Have you ever asked a relative about your family history? The experience is like lifting the handle on an old-fashioned water pump. You never know what’s going to come out. Maybe nothing: maybe the pump doesn’t work anymore or its source has run dry. Or you may prompt a sudden torrent that soaks your shoes and disappears into the ground before you can catch it. You may luck into a perfect stream of water—then find it too muddy to use.
Preparing for a family history interview is like preparing to collect water from that old pump. You may have to “prime the pump” before any information spouts forth. You need to be prepared to catch a burst of names or stories, and you may need to filter a bit before the content is meaningful.
Prime the pump
I find old-fashioned water pumps at parks and beaches, where they are used infrequently or only seasonally. To get the water flowing, I pump the handle several times. I listen for a gurgle in the pipe below and feel for a tell-tale resistance in the pumping rhythm before I expect results.

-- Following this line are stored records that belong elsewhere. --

PR #301, opened 2025-01-30
Add new launch command, deprecated rstudio/jupyter commands

bloodearnest:
Add a new launch command and deprecate rstudio/jupyter commands.

The launch command is designed to run a server, and open a browser pointing to
it.  The rstudio and jupyter commands did this previously, now becoming
`opensafely launch rstudio` and `opensafely launch jupyter` repectively.

Putting both command because a generic launc tool has several benefits:
 - they are both similar, concentrating and sharing code
 - it allows us to easily use `opensafely launch tool:version`, which has two benefits
   - similar to `opensafely exec image:version`
   - saves a lot of mess with teaching argparse to handle the :
   - can add more tools easily in future.

There's a few small changes along the way, harmonizing the arguments between
them mainly, and fixing launching jupyter on python:v2 image.


opensafely/launch.py
```diff
@@ -0,0 +1,207 @@
...
+        default=False,
+        action="store_true",
+        help="Do not attempt to open a browser",
+    )
+
+
+def add_arguments(parser):
+    parser.add_argument(
+        "tool",
+        help="Tool to launch e.g. rstudio",
```
rebkwok, line 45: This could have a `choices` arg? Then it shouldn't need to raise the `ArgumentTypeError` because it would only accept rstudio/jupyter options

opensafely/jupyter.py
```diff
@@ -1,130 +1,13 @@
...
-
-    ps = utils.run_docker(
-        docker_args, "python", jupyter_cmd, interactive=True, directory=directory
+    print(
+        "opensafely jupyter command is deprecated - instead use: opensafely launch jupyter"
     )
-
-    # we want to exit with the same code that jupyter did
-    return ps.returncode
+    return launch.main("jupyter", directory, name, port, no_browser)
```
rebkwok: I wonder if it's better to just return after the deprecation message so users have to use the new command and get used to it

opensafely/launch.py
rebkwok: Actually, now I see that we still need that check in `main` because the deprecated commands are calling it directly. Adding choices here would still give you a nicer help text that tells you what the options are though

rebkwok (approved):
Couple of questions, nothing blocking

opensafely/launch.py
bloodearnest: Good idea

opensafely/jupyter.py
bloodearnest: Also not a bad idea, will try  it

opensafely/launch.py
bloodearnest: Ah, I remember why I didn't to this.

I don't want to have to pre-enumerate all the versions, i.e. 
```choices=["jupyter", "jupyter:v1", "jupyter:v2", "rstudio", "rstudio:v1", "rstudio:v2", ...]
```

I'd like to to work with new versions of image w/o updates.

My custom validation effectively checks that the name before the `:` is valid. You could make argparse do this, but I think it ends up more complex.

PR #366, opened 2020-07-21
Add janedegtiareva to CODEOWNERS as per devx ownership splitup

janedegtiareva:


CODEOWNERS
```diff
@@ -1 +1,2 @@
 *       @vgrichina
+*       @janedegtiareva
```
chadoh, line 2: You can add these on one line,

    * @vgrichina @janedegtiareva

PR #370, opened 2020-07-22
Update how transactions are sent

janedegtiareva:


janedegtiareva:
This is superseded by https://github.com/near/near-api-js/pull/374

When we ask our relatives to remember names, dates, and stories, we are asking them to dig deep into memories they may not often access. Ease them into the process and wait patiently for them to recall things. Ask them to think about topics in advance: “When I see you this Christmas, will you please share some of your memories of Christmases past?”
My favorite “pump-priming” technique is a casual conversation. I ask about their lives in general: career, education, family. I let them lead the discussion and note whom and what they love to talk about—and which topics they avoid. I may ask whether they know much about their parents or grandparents. A conversation likes this serves several purposes beyond priming their memory pump. Showing sincere interest builds trust and rapport. Gathering facts helps me prepare meaningful interview questions. Knowing their pet topics and any emotional boundaries allows me to steer future conversations appropriately.
Catch the water
With some relatives, you never get beyond the pump-priming phase of a family history interview. Maybe they show no interest, have lost most of their memories, or simply aren’t available for an in-depth interview. They’ve gone dry. But when you can have a formal interview, have your bucket ready.

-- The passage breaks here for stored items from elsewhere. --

PR #371, opened 2020-07-23
more allowances in test

bowenwang1996:
Add more allowances to access key in test to make it work with https://github.com/nearprotocol/nearcore/pull/3028

### DIFF
--- a/test/account.access_key.test.js
+++ b/test/account.access_key.test.js
@@ -20,7 +20,7 @@ beforeEach(async () => {
 
 test('make function call using access key', async() => {
     const keyPair = nearApi.utils.KeyPair.fromRandom('ed25519');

I mean this in two ways. First, be prepared. Do your homework with facts you already know. If your aunt worked in a factory, Google the name of the town and factory to see what you can learn about it (add the search term “history” if you get too many hits). Well-informed questions show you care and will elicit more meaningful answers. Prepare a list of open-ended questions (not ones that can be answered “yes” or “no”).
Second, record the conversation. Use a digital recorder if you can (don’t forget that many digital cameras take video), but don’t put off an interview for lack of current technology. Use a tape recorder or type or hand-write their answers. If a recorder makes you nervous, practice with it. If a recorder makes a relative nervous, compromise: put it out of sight, or just record audio instead of video. Promise to turn it off upon request. Never record without permission.
Purify the water
Just like groundwater, memories can be muddy when they first surface. They may be too vague to be meaningful: “my childhood was good.” They may be colored by emotions: “I don’t want to talk about my father.” They may wander off-topic before they fully answer a question.
Follow-up questions work like water purification. They clarify the facts and their significance. Use questions that capture who, what, when, where, why, and how. “So your childhood was good. Who made it special?” Say, “Tell me more.” Ask what he thought or felt. Sometimes your best response is a patient silence and an encouraging nod, to give someone time to reflect, process, and put things into words. If someone has really strong emotions, respect their right to them. After a pause, indicate your willingness to listen if they’d like to talk, or the choice to change the subject.
Your relative may go off-topic. Never be impatient; a family history interview is not the Inquisition. Listen for a while to see if this new topic is fruitful. If not, nudge her one direction or another. “You started to talk about the factory and then we got onto your mom’s illness. I am interested in learning more about both. Which can we talk about?”
By the end of the conversation, the hope is that your bucket will be full, so to speak, of clear, meaningful memories. All the patient pump-priming will be worth it. And you’ll likely find yourself returning to the wellspring of family memory again and again.